* **What you are asked to do**
For the data that follows, report how many lines include the string "anything", and write the number alone.

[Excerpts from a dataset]
-*-*-

PR #837, opened 2023-08-08
Run only destructive tier1 tests

fernflower:
Let's try to make the default test set smaller by running only destructive tests (no max_sst)


fernflower:
This will be covered by https://github.com/oamg/leapp/pull/827 , closing

PR #839, opened 2023-08-10
Make linter happy

matejmatuska:
Linter started giving new warnings on Python 3.9, let's make it happy
again.


leapp/models/fields/__init__.py
```diff
@@ -46,7 +46,7 @@ def __init__(self, default=None, help=None):  # noqa; pylint: disable=redefined-
         self._nullable = False
         self._default = default
 
-        if type(self) == Field:
+        if type(self) == Field: # noqa: type-comparison - don't want to check for subclasses, can't use isinstance()
```
fernflower, line 49: Hmmm can't you use `is` for comparison here?

fernflower:
Thank you so much for finally resolving it!

leapp/models/fields/__init__.py
matejmatuska: You are right, you can and it is more appropriate, but both should work. I will change it.

fernflower: @pirat89 has already hit that and we briefly discussed this could be a solution https://github.com/oamg/leapp/pull/836/files#diff-c514bd4e364527bfcb2ee2e9cedcf24aa7e48de28e87df89057efa7c40cc3c66R49

fernflower (approved):
lgtm!

leapp/models/fields/__init__.py
matejmatuska: Looks like now the `noqa` isn't required anymore, way better.

PR #722, opened 2018-10-24
Add context options: -A/-B/-C; Fixes #287

### LINKED ISSUE #287: Have a 'grep -C' like feature which shows the context in which the typo is in
See https://stackoverflow.com/questions/9081/grep-a-file-but-show-several-surrounding-lines#9083
This kind of functionality would be awesome in codespell since many times the context the typo is displayed in is not enough (1 sentence context is not enough sometimes to understand the problem fully). 
`grep -A <number>` returns the `<number>` of lines **before** the match
`grep -B <number>` returns the `<number>` of lines **after** the match
`grep -C <number>` returns the `<number>` of lines **before AND after** the match

flopp:
This PR adds the options `-A/--after-context`, `-B/--before-context`, and `-C/--context` that enable the display of context lines surrounding a detected spelling error. Using `-C LINES` results in the display of LINES many context lines before and after the erroneous line, with `-B` and `-A` the before and after context can be configured separately. The default is to not show any context at all (so there's no change in behaviour if no context options are used).

### DIFF
--- a/codespell_lib/_codespell.py
+++ b/codespell_lib/_codespell.py
@@ -423,9 +423,9 @@ def print_context(lines, index, context_before, context_after):
     for i in range(index - context_before, index + context_after + 1):
         if 0 <= i < len(lines):
             if i == index:
-                print('> %s' % lines[i], end='')
+                print('> %s' % lines[i].rstrip())
             else:
-                print(': %s' % lines[i], end='')
+                print(': %s' % lines[i].rstrip())
 
 
 def parse_file(filename, colors, summary, misspellings, exclude_lines,
@@ -648,11 +648,11 @@ def main(*args):
         context_before = context_after = max(0, options.context)
     elif (options.before_context is not None) or \
          (options.after_context is not None):
+        context_before = context_after = 0
         if options.before_context is not None:
             context_before = max(0, options.before_context)
         if options.after_context is not None:
             context_after = max(0, options.after_context)
-        context_before = max(0, context_before)
 
     exclude_lines = set()
     if options.exclude_file:
--- a/codespell_lib/_codespell.py
+++ b/codespell_lib/_codespell.py
@@ -640,7 +640,7 @@ def main(*args):
     context_after = -1
     if options.context is not None:
         if (options.before_context is not None) or \
-            (options.after_context is not None):
+                (options.after_context is not None):
             print('ERROR: --context/-C cannot be used together with '
                   '--context-before/-B or --context-after/-A')
             parser.print_help()
--- a/codespell_lib/_codespell.py
+++ b/codespell_lib/_codespell.py
@@ -642,7 +642,8 @@ def main(*args):
             return 1
         context_both = max(0, options.context)
         context = (context_both, context_both)
-    elif (options.before_context is not None):
+    elif (options.before_context is not None) or \
+            (options.after_context is not None):
         context_before = 0
         context_after = 0
         if options.before_context is not None:
--- a/codespell_lib/_codespell.py
+++ b/codespell_lib/_codespell.py
@@ -417,20 +417,15 @@ def ask_for_word_fix(line, wrongword, misspelling, interactivity):
     return misspelling.fix, fix_case(wrongword, misspelling.data)
 
 
-def print_context(lines, index, context_before, context_after):
-    if context_before < 0:
-        return
-    for i in range(index - context_before, index + context_after + 1):
+def print_context(lines, index, context):
+    # context = (context_before, context_after)
+    for i in range(index - context[0], index + context[1] + 1):
         if 0 <= i < len(lines):
-            if i == index:
-                print('> %s' % lines[i].rstrip())
-            else:
-                print(': %s' % lines[i].rstrip())
+            print('%s %s' % ('>' if i == index else ':', lines[i].rstrip()))
 
 
 def parse_file(filename, colors, summary, misspellings, exclude_lines,
-               file_opener, word_regex, context_before, context_after,
-               options):
+               file_opener, word_regex, context, options):
     bad_count = 0
     lines = None
     changed = False
@@ -502,8 +497,9 @@ def parse_file(filename, colors, summary, misspellings, exclude_lines,
                 fixword = fix_case(word, misspellings[lword].data)
 
                 if options.interactive and lword not in asked_for:
-                    context_shown = True
-                    print_context(lines, i, context_before, context_after)
+                    if context is not None:
+                        context_shown = True
+                        print_context(lines, i, context)
                     fix, fixword = ask_for_word_fix(
                         lines[i], word, misspellings[lword],
                         options.interactive)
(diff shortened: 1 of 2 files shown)


luzpaz:
ooh I can't wait to test this! Thanks!

larsoner:
> why is flake8 suddenly complaining about the (invalid) word_regex_def that's not touched by this commit?

As the upstream libraries get updated, they can become more strict.

> `word_regex_def = u"[\\w\\-'’`]+"`

I would go with this one because it might need to be `unicode` in Python2.7 to be concatenated. Though I agree the `r""` version looks better so feel free to try it and we can see if the CIs are happy.

Can you add a few simple tests, including that things like `-A 1 -B1` with a one-line file does not break everything?

flopp:
Ok, I've added some tests for various combinations of the context options (including the case that more context is requested than available in the file). The tests actually revealed an error when only a "before context" is requested - I fixed that.

larsoner:
Horray unit testing!

@luzpaz can you give this PR a try?

luzpaz:
> @luzpaz can you give this PR a try?

So, I'm triyng to test it.. is it not enough to checkout the PR and run codespell ? Do i need to install it ? 
I'm running `codespell -h` and don't see the new flags 
```
$ codespell -A
Usage: 
	codespell [OPTIONS] [file1 file2 ... fileN]


codespell: error: no such option: -A
```

larsoner:
It depends on how you installed. If you did `python setup.py develop` or `pip install -e .` then yes checking out should be enough.

luzpaz:
@larsoner I did neither :blush: 
I just checked out the branch. 
I install codespell via pip generally 
`pip install --user --upgrade git+https://github.com/codespell-project/codespell.git`
So how do you recommend I go about testing this PR ?

larsoner:
Checkout the repo to your local machine, install in editable mode, check out this PR with some commands like (only some of which you probably need):
```
$ git checkout git@github.com:/codespell-project/codespell
$ cd codespell
$ pip install --user -e .
$ git fetch origin pull/722/head:722
$ which codespell
$ codespell -A 2 codespell_lib/tests/
```
Then whatever you check out at the time will be what `codespell` runs.

luzpaz:
It looks like it works!
Nice!
Green light from me. 

@larsoner Do i need to uninstall anything after I'm done testing ? Or just remove the 722 branch ?

luzpaz:
Actually @flopp it looks like you've diverted from `grep` behavior. 
As specified in #287 in `grep`:
> `grep -A <number>` returns the `<number>` of lines **before** the match
> `grep -B <number>` returns the `<number>` of lines **after** the match
> `grep -C <number>` returns the `<number>` of lines **before AND after** the match

In this PR 
> `-A/--after-context`, `-B/--before-context`, and `-C/--context`

So `-A` should really be **before** 
and `-B` should be **after**

larsoner:
> Do i need to uninstall anything after I'm done testing ? Or just remove the 722 branch ?

No you can just do:
```
git checkout master
```
and to update later do
```
git pull origin master
```

flopp:
@luzpaz I'm confident that #287 is wrong - and the implementation in this PR is consistent with grep. Grep's manual (https://www.gnu.org/software/grep/manual/grep.html#Context-Line-Control) clearly  states that '-A' is the 'after context' and '-B' is the 'before context'.

luzpaz:
@flopp oops.. that was prob. a moment of dyslexia. Cancel clear. You are correct. Green light from me

codespell_lib/_codespell.py
```diff
@@ -411,8 +417,20 @@ def ask_for_word_fix(line, wrongword, misspelling, interactivity):
...
 
+def print_context(lines, index, context_before, context_after):
+    if context_before < 0:
+        return
+    for i in range(index - context_before, index + context_after + 1):
+        if 0 <= i < len(lines):
+            if i == index:
+                print('> %s' % lines[i].rstrip())
+            else:
+                print(': %s' % lines[i].rstrip())
```
larsoner: Perhaps could be slightly more Pythonic?
```
    for i in range(max(index - context_before, 0),
                   min(index + context_after + 1, len(lines))):
        print('%s %s' % ('>' if i == index else ':', lines[i].rstrip())
```

codespell_lib/_codespell.py
```diff
@@ -411,8 +417,20 @@ def ask_for_word_fix(line, wrongword, misspelling, interactivity):
     return misspelling.fix, fix_case(wrongword, misspelling.data)
 
 
+def print_context(lines, index, context_before, context_after):
+    if context_before < 0:
+        return
```
larsoner: How can `context_before` ever be `< 0`? This seems like it should not happen. If so, inputs should be sanity checked / fixed so this conditional is no longer necessary.

codespell_lib/tests/test_basic.py
```diff
@@ -302,6 +302,68 @@ def test_case_handling(tmpdir, capsys):
...
+        cs.main('-C', '2', '-A', '1', d)
+        lines = capsys.readouterr()[0].split('\n')
+        assert 'ERROR' in lines[0]
+
+        # both '-C' and '-B' on the command line
+        cs.main('-C', '2', '-B', '1', d)
+        lines = capsys.readouterr()[0].split('\n')
+        assert 'ERROR' in lines[0]
+    finally:
+        os.remove(f.name)
```
larsoner: The beauty of `tmpdir` fixture is that you do not need to do this `try/except` business, `pytest` should take care of removal for you

codespell_lib/_codespell.py
flopp: `context_before` is negative if no context option is used at all. But I see that this may be confusing. I'll try to refactor the code a bit.

codespell_lib/_codespell.py
flopp: You're right. Let me refactor the code.

codespell_lib/tests/test_basic.py
flopp: Ok, I see. I just followed the other test functions, that all include the `try/finally` pattern. So, I don't need to call `os.remove(f.name)` explicitly?

peternewman:
> > why is flake8 suddenly complaining about the (invalid) word_regex_def that's not touched by this commit?
> 
> As the upstream libraries get updated, they can become more strict.
> 
> > `word_regex_def = u"[\\w\\-'’`]+"`
> 
> I would go with this one because it might need to be `unicode` in Python2.7 to be concatenated. Though I agree the `r""` version looks better so feel free to try it and we can see if the CIs are happy.
> 

I hit this on another project recently (due to the same Python update). This says you can use ur for the best of both worlds:
https://docs.python.org/2/reference/lexical_analysis.html#string-literals

`word_regex_def = ur"[\w\-'’`]+"`

larsoner:
My sense is that we should merge this and then tackle #726, WDYT @flopp ?

flopp:
@larsoner there seems to be a problem with `word_regex_def = ur"..."` and Python 3.X (see travis output for #735).

Other than that I'm ok with merging the current version of the PR.

larsoner:
Thanks @flopp

luzpaz:
Thank you @flopp and everyone else!

PR #724, opened 2018-10-24
Use proper escaping in 'word_regex_def'.

flopp:
This PR changes

```
word_regex_def = u"[\w\-'’`]+"
```

to the properly escaped

```
```

Which makes `flake8` happy ;)


larsoner:
Indeed it does, thanks!

PR #725, opened 2018-10-24

luzpaz:


codespell_lib/data/dictionary.txt
```diff
@@ -9086,6 +9086,8 @@ orgamise->organise
 organim->organism
 organistion->organisation
 organiztion->organization
+organsiation->organization
```
larsoner: `organisation` is the British spelling, maybe we should include it, too, especially since it was probably the intended word in this case

PR #726, opened 2018-10-28
Add a --no-context option when parsing stdin

mathieui:
I am writing a linter plugin integrating codespell, and it helps a lot
if there is only one line per warning, with only the relevant message
(the line content is already known by the editor).

### DIFF
--- a/codespell_lib/_codespell.py
+++ b/codespell_lib/_codespell.py
@@ -257,6 +257,11 @@ def parse_options(args):
                            'choose one fix when more than one is '
                            'available; 3 applies both 1 and 2')
 
+    parser.add_option('-n', '--no-context',
+                      action='store_true', default=False,
+                      help='(when reading stdin) Do not print the line '
+                           'above the correction')
+
     parser.add_option('-q', '--quiet-level',
                       action='store', type='int', default=0,
                       help='Bitmask that allows codespell to run quietly. '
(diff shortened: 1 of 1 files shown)


peternewman:
Have you seen https://github.com/codespell-project/codespell/pull/722 @mathieui ?

Given that uses context to refer to the surrounding lines, which ties up with grep, I wonder if a different word would be better. I'm not really sure what to suggest though, the closest grep has is "Suppress normal output" from it's `--count` option. Maybe `--no-line` or `--no-source` something?

larsoner:
@mathieui now that #722 is merged can you see how this fits into the API

mathieui:
Thanks, I’ll look into it.

flopp:
Interesting. codespell in "stdin mode" behaves almost exactly as codespell in "file mode" with `-C0` (=> only show the faulty line but no other context):

```
$ cat codespell_lib/tests/test_basic.py | codespell -
64: f.write('abandonned abandonned\n')
	abandonned ==> abandoned
169: f.write('1 abandonned 1\n2 abandonned 2\nabondon\n')
	abandonned ==> abandoned
...
```

```
$ codespell -C0 codespell_lib/tests/test_basic.py 
>         f.write('abandonned abandonned\n')
codespell_lib/tests/test_basic.py:64: abandonned  ==> abandoned
>         f.write('1 abandonned 1\n2 abandonned 2\nabondon\n')
codespell_lib/tests/test_basic.py:169: abandonned  ==> abandoned
...
```

So, one could change the "stdin mode" to show no context by default, and use `-C0` to show the faulty line (or other `-A`, `-B`, `-C` combinations for more context lines).

PR #731, opened 2018-10-29
Add several spelling corrections for install*

cfi-gb:


codespell_lib/data/dictionary.txt
```diff
@@ -7207,6 +7207,7 @@ inpuut->input
 inreractive->interactive
 inro->into
 ins't->isn't
+insallation->installation
```
luzpaz: maybe `insulation` too?

larsoner: I doubt that would come up very often

PR #734, opened 2018-10-29
Add several spelling corrections for Microsoft

cfi-gb:
I'm seeing those quite often. Not sure if those could cause some false positives for other similar names so any feedback is very welcome.

The PR is changing the existing microsoft spelling and capitalise it based on the suggestion in https://github.com/codespell-project/codespell/pull/734#issuecomment-434089546

### DIFF
--- a/codespell_lib/data/dictionary.txt
+++ b/codespell_lib/data/dictionary.txt
@@ -8272,10 +8272,16 @@ mial->mail
 mices->mice
 Michagan->Michigan
 micorcode->microcode
+Micorsoft->Microsoft
 micoscopy->microscopy
+Micosoft->Microsoft
 microprocesspr->microprocessor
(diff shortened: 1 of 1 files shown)


cfi-gb:
@peternewman Thanks for the hint, will to this tomorrow. Are there any guidelines for such upper/lowercase names? I just had followed the existing "microsoft" line in https://github.com/codespell-project/codespell/pull/734/files#diff-3bddc99f1f6dffc98ea11be5a5a31ae9R8277 which i havn't touched yet (but could do that in the scope of this PR as well).

peternewman:
Oops, yes please. The system doesn't do upper/lower properly yet, but the theory is to get the right data in the dictionary, then it "just works" when that gets enabled in future!

PR #735, opened 2018-10-29
Switch to raw string unicode rather than adding extra slashes

peternewman:
As per my comment here
https://github.com/codespell-project/codespell/pull/722#issuecomment-433771852


peternewman:
Hmm, WIP, needs more work, or a slightly different syntax. :disappointed:

PR #742, opened 2018-11-01
Add several spelling corrections + extra results for preexisting entries

luzpaz:
FYI, `wight` is a legit although archaic word. I kept it in there.


luzpaz:
thanks :wink:

PR #762, opened 2018-11-20
Added results to preexisting entries

luzpaz:


codespell_lib/data/dictionary.txt
```diff
@@ -7657,7 +7657,7 @@ irregardless->regardless
 irrelavent->irrelevant
 irrelevent->irrelevant
 irrelvant->irrelevant
-irreplacable->irreplaceable
+irreplacable->irreplaceable, irreparable,
```
larsoner: This does not look like a spelling error, but rather an English usage / word choice error. I don't think we should start adding those.

PR #787, opened 2019-01-02

arm-in:


peternewman:
I'm opening a PR to disable `byteorder->byte order` due to:
https://docs.oracle.com/javase/7/docs/api/java/nio/ByteOrder.html

PR #797, opened 2019-01-10
Add contine->continue, contain

cfi-gb:


luzpaz:
missing comma after `contain`

cfi-gb:
Ah, nice catch. Seems the CI caught it as well, fixed now.

PR #2318, opened 2022-03-25
Add spelling corrections for (un)able.

cfi-gb:
See e.g.:
- https://grep.app/search?q=unablet&words=true
- https://github.com/greenbone/openvas-scanner/pull/1069

Note that `Ablet` seems to be a fish according to https://en.wiktionary.org/wiki/ablet so i have put it into the `dictionary_rare.txt`, hope this is correct like this.


luzpaz (approved):

peternewman (approved):
LGTM thanks.

That's very diligent on ablet, I don't normally bother checking unless the CI complains.

Issue #2273, opened 2022-02-10
Wrong replacement of "complies" (v. comply) with "compiles" (v. compile)


akien-mga:
Seen while testing https://github.com/codespell-project/codespell/commit/e47c98c2e6e93286c062120bacafc79b4970ec7b on the https://github.com/godotengine/godot codebase:

```diff
diff --git a/doc/classes/EditorPaths.xml b/doc/classes/EditorPaths.xml
index c4d4c92afe..afd55d15f3 100644
--- a/doc/classes/EditorPaths.xml
+++ b/doc/classes/EditorPaths.xml
@@ -6,7 +6,7 @@
	<description>
		This editor-only singleton returns OS-specific paths to various data folders and files. It can be used in editor plugins to ensure files are saved in the correct location on each operating system.
		[b]Note:[/b] This singleton is not accessible in exported projects. Attempting to access it in an exported project will result in a script error as the singleton won't be declared. To prevent script errors in exported projects, use [method Engine.has_singleton] to check whether the singleton is available before using it.
-		[b]Note:[/b] Godot complies with the [url=https://specifications.freedesktop.org/basedir-spec/basedir-spec-latest.html]XDG Base Directory Specification[/url] on [i]all[/i] platforms. You can override environment variables following the specification to change the editor and project data paths.
+		[b]Note:[/b] Godot compiles with the [url=https://specifications.freedesktop.org/basedir-spec/basedir-spec-latest.html]XDG Base Directory Specification[/url] on [i]all[/i] platforms. You can override environment variables following the specification to change the editor and project data paths.
	</description>
	<tutorials>
		<link title="File paths in Godot projects">https://docs.godotengine.org/en/latest/tutorials/io/data_paths.html</link>
```

While it's true that "compiles" is probably more common than "complies" in codebases, the verb "comply" is still commonly used when talking about specifications. Maybe this hit should be downgraded to a hint of potential typo instead of an autofix one?

luzpaz:
Yes, I wish we had a dictionary that has these types of terms but isn't utilized by default when running codespell.

luzpaz:
@peternewman I've encountered the false positive more than actual hits. But I still think this is valid. But it doesn't belong in code dictionary. Thoughts?

peternewman:
So this is the same issue as #2281 .

I'd prefer not to put them in the main code dictionary, as currently all the "typos" in there are invalid dictionary words, so we can validate that the typo doesn't exist in the dictionary at least.

[...]

PR #2324, opened 2022-03-31
False positive complies->compiles

polluks:
form of "comply"

### DIFF
--- a/codespell_lib/data/dictionary_rare.txt
+++ b/codespell_lib/data/dictionary_rare.txt
@@ -33,7 +33,6 @@ compliancy->compliance
 complied->compiled
 complier->compiler
 compliers->compilers
-complies->compiles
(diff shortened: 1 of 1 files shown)


peternewman:
Hi @polluks ,

Thanks for this, please see the discussion in #2273 , essentially the whole rare dictionary is potential false positives, you can always turn it off if you'd prefer.

polluks:
I see.

sed-i:
Today suddenly started complaining about  `./LICENSE:128: complies ==> compiles`.
How do I disable the rares dictionary? Afaict it's not documented.

peternewman:
> Now need to run with `codespell --builtin clear`.

Just ignoring that one word via an ignore list or ignore file would be the non-nuclear option here.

-*-*-

* **Response to the exercise**
2